Claire House Children's Hospice
- Formation: 1998
- Headquarters: Bebington, Wirral Peninsula
- Location: 53°19′52″N 3°01′28″W﻿ / ﻿53.33111°N 3.02444°W;
- Region served: Wirral, Cheshire, Merseyside, North Wales, St Helens, Isle of Man.
- Leader: David Pastor
- Staff: 200+
- Volunteers: 1000+

= Claire House Children's Hospice =

Children's hospice in Merseyside, England

Claire House Children's Hospice is a children's hospice in Merseyside.

The hospice helps seriously and terminally ill children and young adults from 0–23 years by providing specialist nursing care and emotional support. It has provided care for children and young people across Merseyside, Cheshire and North Wales since it opened in 1998.

The organisation has two sites: a hospice in Bebington, the Wirral, and the Hub in West Derby, Liverpool, that offers day care. Support can be provided at Claire House or at home and can be for the child, young person or for family members.

The charity has featured on Children in Need in 2011, 2014 and 2016. It also has high-profile supporters including Steven Gerrard and Wayne Rooney.

As of 2017, the charity is providing care for over 200 babies, children and young people and supporting more than 200 bereaved families. In July 2015 Claire House was rated as 'Outstanding' by the Care Quality Commission.

Claire House, Wirral is open 24 hours a day, seven days a week and offers a range of services. Children can have fun in the multi-sensory room, art room, hydrotherapy pool and Jacuzzi. There is a separate wing complete with bar, sound system and Xbox for teenagers and young adults. Claire House also provides end of life care, ensuring that a child's last days are as comfortable and memorable as possible.

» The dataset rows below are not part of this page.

PR #739, opened 2018-05-24
Mobile chat

Sergiiivzhenko:
Add mobile chat module https://github.com/FaridSafi/react-native-gifted-chat to starter-kit


packages/server/src/modules/chat/resolvers.js
```diff
@@ -3,15 +3,25 @@ const MESSAGES_SUBSCRIPTION = 'messages_subscription';
...
 export default pubsub => ({
   Query: {
-    messages(obj, args, context) {
-      return context.Chat.getMessages();
+    async messages(obj, args, context) {
+      const result = await context.Chat.getMessages();
+      return await result
+        .map(async item => {
+          if (item.userId) {
+            const user = await context.User.getUser(item.userId);
```
evgenijolshanskij: Why can we not fetch users information in one request along with the messages?

packages/client/src/modules/chat/containers/Chat.native.jsx
```diff
@@ -2,57 +2,68 @@ import React from 'react';
...
 @translate('chat')
 class Chat extends React.Component {
   static propTypes = {
-    t: PropTypes.func
+    t: PropTypes.func,
+    messages: PropTypes.array,
+    addMessage: PropTypes.func
   };
 
+  constructor(props) {
```
evgenijolshanskij: Don't create a constructor if you not going to use it. It's unnecessary and just pollutes a class.

packages/client/src/modules/chat/containers/Chat.native.jsx
```diff
@@ -26,6 +42,43 @@ class Chat extends React.Component {
...
+        prev,
+        {
+          subscriptionData: {
+            data: {
+              messagesUpdated: { mutation, node }
+            }
+          }
+        }
+      ) => {
+        let newResult = prev;
```
evgenijolshanskij: Since we stick to a functional paradigm, always try to avoid mutable variables. It is just a matter of a good style.
I know that this is the solution from other modules, but it doesn't mean it is OK.
Here how we can do it without redundant variables:
`
if (mutation === 'CREATED') {
   return AddMessage(prev, node);
}

return prev;
`

vlasenko: @evgenijolshanskij This introduces other problem - returns in arbitrary points of the function which makes code readability worse and is much more error prone than mutable variables because of that. If to rewrite this function to get rid of mutable variables it should be rather done like this:
```
) => (mutation === 'CREATED' ? AddMessage(prev, node) : prev)
```
or at least like this:
```
) => {
  return mutation === 'CREATED' ? AddMessage(prev, node) : prev;
}
```
Generally function should have as few returns as possible and they should be either in the begging of the function (when checking parameters and returning early, though this should be reasonably avoided too) or as the last statement of the function (which is ideal), never in the middle. This is of a higher priority then mutable variables considerations. Mutable variable consideration should be take care too, but without sacrificing returns policies.

vlasenko: @evgenijolshanskij As a general rule we can also stop adding new feature when we see bad code pattern somewhere in the kit and instead switch to hunting for this pattern throughout all the kit code and fixing it, so that our contributors weren't confused about what patterns in the code they should use.

evgenijolshanskij: @vlasenko Everything you said makes complete sense. In this specific code snippet, unfortunately, we cannot use this approach ```) => (mutation === 'CREATED' ? AddMessage(prev, node) : prev)```, because we have at least 3 mutations types.
Probably, for the clarity we could use ```switch``` constuction with returns in every case.

packages/server/src/modules/chat/resolvers.js
```diff
@@ -0,0 +1,144 @@
...
+      pubsub.publish(MESSAGES_SUBSCRIPTION, {
+        messagesUpdated: {
+          mutation: 'UPDATED',
+          id: message.id,
+          node: message
+        }
+      });
+
+      // publish for edit post page
+      pubsub.publish(MESSAGE_SUBSCRIPTION, { messagesUpdated: message });
```
lyzhovnik: Unused publish, should be deleted, because you are using 'MESSAGES_SUBSCRIPTION' for subscriptions. Also useless variable for this action on the top of the file.

packages/server/src/modules/chat/resolvers.js
```diff
@@ -0,0 +1,144 @@
+import fs from 'fs';
+import mkdirp from 'mkdirp';
+import shell from 'shelljs';
+import { createBatchResolver } from 'graphql-resolve-batch';
+
+const MESSAGE_SUBSCRIPTION = 'message_subscription';
+const MESSAGES_SUBSCRIPTION = 'messages_subscription';
+const UPLOAD_DIR = 'public';
+
+const storeFS = ({ stream, filename }) => {
```
lyzhovnik: Looks great, but It's the same func as we are using in the Upload module. As sentence, we can move this functionality in separate file or module in the future.

Issue #720, opened 2018-05-10
Server error responses not translated


mitjade:
In user module, graphql error responses do not get translated.

We need to add i18n support for server side.

vlasenko:
@mitjade PR #743 has just been merged into master

PR #743, opened 2018-05-25
Server error responses not translated

Werter12:
Add i18n support for server side. Issue #720


packages/server/src/i18n/index.js
```diff
@@ -0,0 +1,11 @@
+import i18n from 'i18n';
+
+export default function i18Init() {
```
vlasenko: should be `export default () => {...`

packages/server/src/app.js
```diff
@@ -10,6 +10,7 @@ import websiteMiddleware from './middleware/website';
 import graphiqlMiddleware from './middleware/graphiql';
 import graphqlMiddleware from './middleware/graphql';
 import errorMiddleware from './middleware/error';
+import i18Init from '../src/i18n/index';
```
vlasenko: There is no such thing as `i18`, there is `i18n`, please rename this variable accordingly

packages/server/src/app.js
```diff
@@ -19,6 +20,8 @@ for (const applyBeforeware of modules.beforewares) {
 
 app.use(cookiesMiddleware());
 
+app.use(i18Init());
```
vlasenko: This should be called from within `i18n` module. `i18n` support must be modular. It should not be in the core

packages/server/src/modules/subscription/resolvers.js
```diff
@@ -119,7 +118,7 @@ export default pubsub => ({
           await stripe.customers.deleteSource(stripeCustomerId, stripeSourceId);
         } catch (e) {
           const e = new FieldError();
-          e.setError('subscription', 'Error cancelling subscription.');
+          e.setError('subscription', context.req.headers.cookie, 'user', 'cancelSubscription');
```
vlasenko: We should avoid adding sophisticated usage patterns like this into the kit. I would rather want usage like:
`const e = new FieldError(context.req, 'user');`
`e.setError('subscription', 'cancelSubscription');`

Please think very carefully what usage patterns you introduce to the code base. It is very important

packages/server/src/i18n/utils/Translator.js
```diff
@@ -0,0 +1,23 @@
+import i18n from 'i18n';
+
+export default class Translator {
+  static translate(cookie, moduleName, messageKey) {
+    const langInCookie = cookie.match(/lang=(.*)-/);
```
vlasenko: Avoid manual cookie parsing, when we are relying on the package to do that already - `universal-cookie-express`. Manual parsing is not reliable compared to using package just for this purpose.

packages/server/src/app.js
tv-dm: Fixed.

packages/server/src/app.js
tv-dm: Fixed.

packages/server/src/i18n/index.js
tv-dm: Fixed.

packages/server/src/i18n/utils/Translator.js
tv-dm: Fixed.

packages/server/src/modules/subscription/resolvers.js
tv-dm: Fixed.

config/i18n.js
```diff
@@ -1,5 +1,13 @@
-export default {
+const clientI18n = {
   langPickerRender: true,
   langList: ['en-US', 'ru-RU'],
   fallbackLng: 'en-US'
 };
+
+const serverI18n = {
```
vlasenko: We shouldn't have per-platform config here. Did you see that any of the config files in the kit are per-platform? No, there is no per-platform files, each config is for all platforms. So, don't do it here as well. Reduce the number of config settings to minimum. Why you have `locales` and `langList` here it is the same thing, remove `locales`, use `langList`, etc.

config/i18n.js
```diff
@@ -1,5 +1,13 @@
...
+  locales: ['en', 'ru'],
+  directory: process.cwd() + '/src/modules/i18n/locales',
```
vlasenko: You are adding `directory` config parameter because you have one directory for translations for all the backend. This is wrong. The client-side i18n were made modular, and all the kit is modular. You should have per-module translations as was done for client i18n. It should be easy to remove module from the kit - you just delete directory of the module and remove import of that module. You shouldn't break this mechanism.

config/i18n.js
```diff
@@ -1,5 +1,13 @@
...
+  cookie: 'locale'
```
vlasenko: Its okay to have parameter for cookie name, but you should use this parameter both for client-side i18n and for server-side i18n.

packages/server/src/modules/common/i18n.js
```diff
@@ -0,0 +1,14 @@
+import i18n from 'i18n';
+
+export default (language = i18n.getLocale(), moduleName, messageKey) => {
+  const clientLanguage = language.split('-')[0]; // Supports both options 'en' and 'en-US'
+  const translation = i18n.getCatalog(clientLanguage)[moduleName][messageKey];
+
+  if (!translation) {
```
vlasenko: Exception shouldn't be thrown here, if there is no translation, the translation for fallbackLng should be used, as it is done for client-side i18n. Generally you should study carefully client i18n and make server i18n work as close to it as possible.

packages/server/src/modules/i18n/index.js
```diff
@@ -0,0 +1,16 @@
...
+import settings from '../../../../../settings';
+
+const initMiddleware = async (req, res, next) => {
+  i18n.configure(settings.serverI18n);
+  i18n.init();
+  next();
+};
+
+export default new Feature({
+  middleware: app => {
```
vlasenko: You should use `beforeware`, not `middleware` here.

packages/server/src/modules/i18n/index.js
```diff
@@ -0,0 +1,16 @@
+import i18n from 'i18n';
+
+import Feature from '../connector';
+import settings from '../../../../../settings';
+
+const initMiddleware = async (req, res, next) => {
+  i18n.configure(settings.serverI18n);
```
vlasenko: You should pass the language from cookie here to i18n and don't force developer to pass this cookie for every `translate` call. You are adding dumb work for the developer, avoid this at all costs.

tv-dm: Not quite sure about this solution, since i18n is a global object and applying changes to it will lead to changes for all the clients who requesting the server at the same time.

packages/server/src/modules/common/i18n.js
```diff
@@ -0,0 +1,14 @@
+import i18n from 'i18n';
+
+import settings from '../../../../../settings';
+
+export default (language = i18n.getLocale(), moduleName, messageKey) => {
```
vlasenko: Please remove `language` parameter it is not needed and it adds redundant work for the developer

packages/server/src/modules/i18n/index.js
```diff
@@ -0,0 +1,22 @@
+import i18n from 'i18n';
+
+import Feature from '../connector';
+import settings from '../../../../../settings';
+
+const config = {
+  directory: process.cwd() + '/src/modules/i18n/locales',
```
vlasenko: I have told this earlier - you should have per-module locales, not global locales for the whole backend. Please check how each module has own locales in frontend and do the same for backend

config/i18n.js
```diff
@@ -1,5 +1,6 @@
 export default {
   langPickerRender: true,
-  langList: ['en-US', 'ru-RU'],
-  fallbackLng: 'en-US'
+  langList: ['en', 'ru'],
```
vlasenko: Have you checked frontend after this change? I think you might have broken frontend. Please check that i18n works for frontend as well.

packages/server/src/modules/i18n/index.js
vlasenko: i18n is not a global object - it is a per-request object. Thats why you initialize this object in express middleware for each new HTTP/HTTPS request

vlasenko: Your approach with using global object is wrong, it will have problems in production. You should redesign your approach to something like this:
https://github.com/i18next/i18next-express-middleware

config/i18n.js
vlasenko: The changes in semantics in configuration parameters should be supported by strong argumentation - why this is needed. Because you are forcing many projects based on this kit to swtich to update their configuration. If you don't have strong arguments, please return back original semantics - e.g. `en-US`, instead of `en`, `ru-RU`, instead of `ru`

packages/server/src/app.js
```diff
@@ -13,12 +13,12 @@ import errorMiddleware from './middleware/error';
 
 const app = express();
 
+app.use(cookiesMiddleware());
```
vlasenko: We cannot execute this before beforeware. Beforeware must be executed first, so we need to find other solution.

packages/server/src/modules/user/resolvers.js
```diff
@@ -28,7 +29,7 @@ export default pubsub => ({
         }
 
         const e = new FieldError();
-        e.setError('user', translate(universalCookies.get('lang'), 'user', 'accessDenied'));
+        e.setError('user', i18n.t('user:accessDenied'));
```
vlasenko: This is wrong - you are still using global object, you need to use the object provided to you by i18next-express-middleware in each request

config/i18n.js
```diff
@@ -1,5 +1,6 @@
 export default {
   langPickerRender: true,
-  langList: ['en-US', 'ru-RU'],
-  fallbackLng: 'en-US'
+  langList: ['en-EN', 'ru-RU'],
```
vlasenko: Why is this change here?

packages/client/src/modules/i18n/index.native.js
```diff
@@ -2,7 +2,7 @@ import React from 'react';
 import PropTypes from 'prop-types';
 import i18n from 'i18next';
 import { DangerZone } from 'expo';
-import { reactI18nextModule, I18nextProvider } from 'react-i18next';
+import { I18nextProvider, reactI18nextModule } from 'react-i18next';
```
vlasenko: What is the point in changes like these?

packages/client/src/modules/i18n/index.web.js
```diff
@@ -2,10 +2,10 @@ import React from 'react';
 import PropTypes from 'prop-types';
 import i18n from 'i18next';
 import LanguageDetector from 'i18next-browser-languagedetector';
-import { reactI18nextModule, I18nextProvider } from 'react-i18next';
+import { I18nextProvider, reactI18nextModule } from 'react-i18next';
```
vlasenko: What is the point in changes like these?

packages/client/src/modules/i18n/index.web.js
```diff
@@ -2,10 +2,10 @@ import React from 'react';
...
 
 import Feature from '../connector';
-import { MenuItem, LanguagePicker } from '../../modules/common/components/web';
+import { LanguagePicker, MenuItem } from '../../modules/common/components/web';
```
vlasenko: What is the point in changes like these?

packages/server/src/modules/connector.js
```diff
@@ -1,18 +1,19 @@
 /* eslint-disable no-unused-vars */
 import React from 'react';
 import type { DocumentNode } from 'graphql';
-import type { Middleware, $Request, $Response } from 'express';
+import type { $Request, $Response, Middleware } from 'express';
```
vlasenko: What is the point in changes like these?

packages/server/src/modules/connector.js
```diff
@@ -1,18 +1,19 @@
...
 
-import { merge, map, union, without, castArray } from 'lodash';
-
-import log from '../../../common/log';
+import { castArray, map, merge, union, without } from 'lodash';
```
vlasenko: What is the point in changes like these?

packages/server/src/modules/i18n/index.js
```diff
@@ -0,0 +1,39 @@
...
+    detection: {
+      lookupCookie: settings.i18n.cookie
+    }
+  });
+  addResourcesI18n();
+};
+
+export default new Feature({
+  beforeware: app => {
+    initI18n();
```
vlasenko: This MUST not be called inside beforeware, as I told before this code must be executed once - on module initialization, not per-request

config/i18n.js
```diff
@@ -1,5 +1,6 @@
...
+  fallbackLng: 'en-EN',
```
vlasenko: Why is this change here?

packages/server/src/modules/i18n/index.js
evgenijolshanskij: Hi, Victor. The ```beforeware``` function is being called once during the App initialization flow by invoking ```applyBeforeware(app);```. In that function we attach a befoware implementation to an app using ```app.use(something)``` construction. That particular ```something``` is being invoked every request. Please, correct me if I'm wrong.

vlasenko: @evgenijolshanskij Yes, I was wrong and you are correct, still I would like to ask to move out `initI18n()` call to the outer level for clarity. E.g.
```
initI18n();

export default new Feature({
  ...
```

evgenijolshanskij: Well, the thing is that we need modules to be initialized by the time i18n is invoked. Only for that reason we have to do it in that place. On the client side, we encapsulate grabbing localizations to the I18nProvider component that is being used after all the initial flow is completed.

packages/client/src/modules/i18n/index.web.js
tv-dm: I ordered dependencies in alphabetical order.

vlasenko:
@tv-dm Looks good to me, thank you Dmitriy!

In 2016 the charity occupied a site in West Derby, Liverpool, that used to be a Carmelite Monastery. The Claire House Liverpool Hub opened in the summer of 2017, offering services such as counselling, holistic therapies and hospice to home support. Claire House hopes to one day open a new-state-of-the-art hospice on the site and reach out to more children in Merseyside.

Supporters of the charity include the Mowgli Trust which has donated £325,000. The trust was established by Nisha Katona, whose company Mowgli Street Food is headquartered in Liverpool.